También es terrible la posibilidad de generar una sociedad -a ello contribuiría decididamente la legislación de la eutanasia- en la que las personas severamente enfermas o dependientes se percibieran a sí mismas como una carga y un estorbo. Como ha observado el filósofo alemán Robert Spaeman, cuando la eutanasia se establece como un derecho, entonces no hay motivos para justificar que no pueda ser un deber.

Finalmente, a mi modo de ver, un problema serio con que se enfrenta la legislación de la eutanasia es que su determinación carece de condiciones de racionalidad. Si el verdadero fundamento del derecho a «morir dignamente» es la decisión soberana de quien desea abandonar este mundo, es decir, una decisión puramente subjetiva, ¿qué criterios racionales hay para establecer unas determinadas condiciones en las que está justificada la eutanasia frente a otras en las que no lo estaría? Si lo que prima es la voluntad soberana del sujeto que puede demandar la eutanasia, ¿quién se puede arrogar el derecho de establecer unas condiciones en que esa voluntad debe ser atendida y otras en las que no?

Si la determinación de lo que es un «sufrimiento inútil» es al fin y a la postre, subjetivo, ¿cuáles son las bases racionales para establecer legalmente las condiciones objetivas que determinarían lo que es un sufrimiento inútil? Lo coherente, desde la lógica individualista de los derechos, sería la contemplación del suicidio asistido como un derecho absoluto: lo lógico sería, entonces, facilitar el suicidio a cualquier persona que lo demande.

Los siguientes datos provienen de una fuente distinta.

PR #3403, opened 2023-04-05
Optional fields and arguments in TypeScript

alfonsogarciacaro:
This PR fixes several issues with type annotation in TypeScript, but the biggest change is my attempt to make optional arguments and fields more "idiomatic" in TS. The issue with the optional arguments is they were still typed as `Option`, this didn't cause problems with compiled F# code (it could be problematic if sending a wrapped `Some(x)` option to native code) but it was not nice when exposing an API. I'm now removing the `Option` when possible, but this means sometimes we need to "unwrap" values passed as arguments. Example:

> Here we understand "unwrap" as the following [TS type conversion](https://github.com/fable-compiler/Fable/blob/6f6aba3e309cbeef54d5c072f5cc790a9910f798/src/fable-library/Option.ts#L16-L18): `Some<T> | T | undefined => T | undefined`

```fsharp
type StaticClass =
    static member Add(?x: int, ?y: int) = ...

let v: int option = ...
StaticClass.Add(5, ?y=v)
```

Becomes:

```ts
// Before it was (x?: Option<int32>, y?: Option<int32>)
function Static_Add(x?: int32, y?: int32) { ... }

StaticAdd(5, unwrap(v))
```

> **Note** This does not affect options that are always "wrapped", like nested options or `unit option`.

Likewise Interface or Anonymous Record properties with Option type are compiled as TypeScript optional fields:

```fsharp
let f (p: {| foo: int option; bar: string option |}) = ...
f {| foo = Some 5; bar = None |}
```

Becomes:

```ts
function f(p: { foo?: int32, bar?: string }) { ... }
f({ foo: 5 })
```

### DIFF
--- a/src/Fable.Transforms/FSharp2Fable.fs
+++ b/src/Fable.Transforms/FSharp2Fable.fs
@@ -1438,14 +1438,13 @@ let private addUsedRootName (com: Compiler) name (usedRootNames: Set<string>) =
     Set.add name usedRootNames
 
 // Entities that are not output to other languages
-// Interfaces should be part of the AST, see #2673
 let private isIgnoredLeafEntity (ent: FSharpEntity) =
-    // ent.IsInterface
     ent.IsEnum
     || ent.IsMeasure
-    || ent.IsFSharpAbbreviation //&& com.Options.Language <> Rust
+    || ent.IsFSharpAbbreviation
     || ent.IsDelegate
     || ent.IsNamespace // Ignore empty namespaces
+    || ent.Attributes |> hasAttribute "Microsoft.FSharp.Core.MeasureAnnotatedAbbreviationAttribute"
 
 // In case this is a recursive module, do a first pass to get all entity and member names
 let rec private getUsedRootNames (com: Compiler) (usedNames: Set<string>) decls =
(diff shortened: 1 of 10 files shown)


src/Fable.Transforms/FSharp2Fable.fs
```diff
@@ -1438,14 +1438,13 @@ let private addUsedRootName (com: Compiler) name (usedRootNames: Set<string>) =
     Set.add name usedRootNames
 
 // Entities that are not output to other languages
-// Interfaces should be part of the AST, see #2673
 let private isIgnoredLeafEntity (ent: FSharpEntity) =
-    // ent.IsInterface
     ent.IsEnum
     || ent.IsMeasure
-    || ent.IsFSharpAbbreviation //&& com.Options.Language <> Rust
```
ncave, line 1446: @alfonsogarciacaro It's fine, but we may bring back abbreviations for Rust in the future, as they're supported by the language.

alfonsogarciacaro: @ncave Ah, sorry for that. I was just trying to clean up. But please feel free to bring it back. Actually TypeScript could also benefit from abbreviations because some types can get too verbose in APIs. The tricky part is all types are "de-abbreviated" when entering the Fable AST. We can undo that but we will have to fix all transformations that assume types are never aliases.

Las dramáticas situaciones con que se enfrentan algunas personas mueven a la compasión y llevan a considerar que lo humanitario es poder ahorrarles sufrimientos. Sin embargo, la consideración de qué tipo de sociedad es preferible -la que legaliza la eutanasia o la que no- muestra que es preferible no legalizar la eutanasia. Disponer de la vida es, en realidad, algo terrible. Aunque nos cueste aceptarlo, conviene situar la vida humana en el rango de lo no disponible.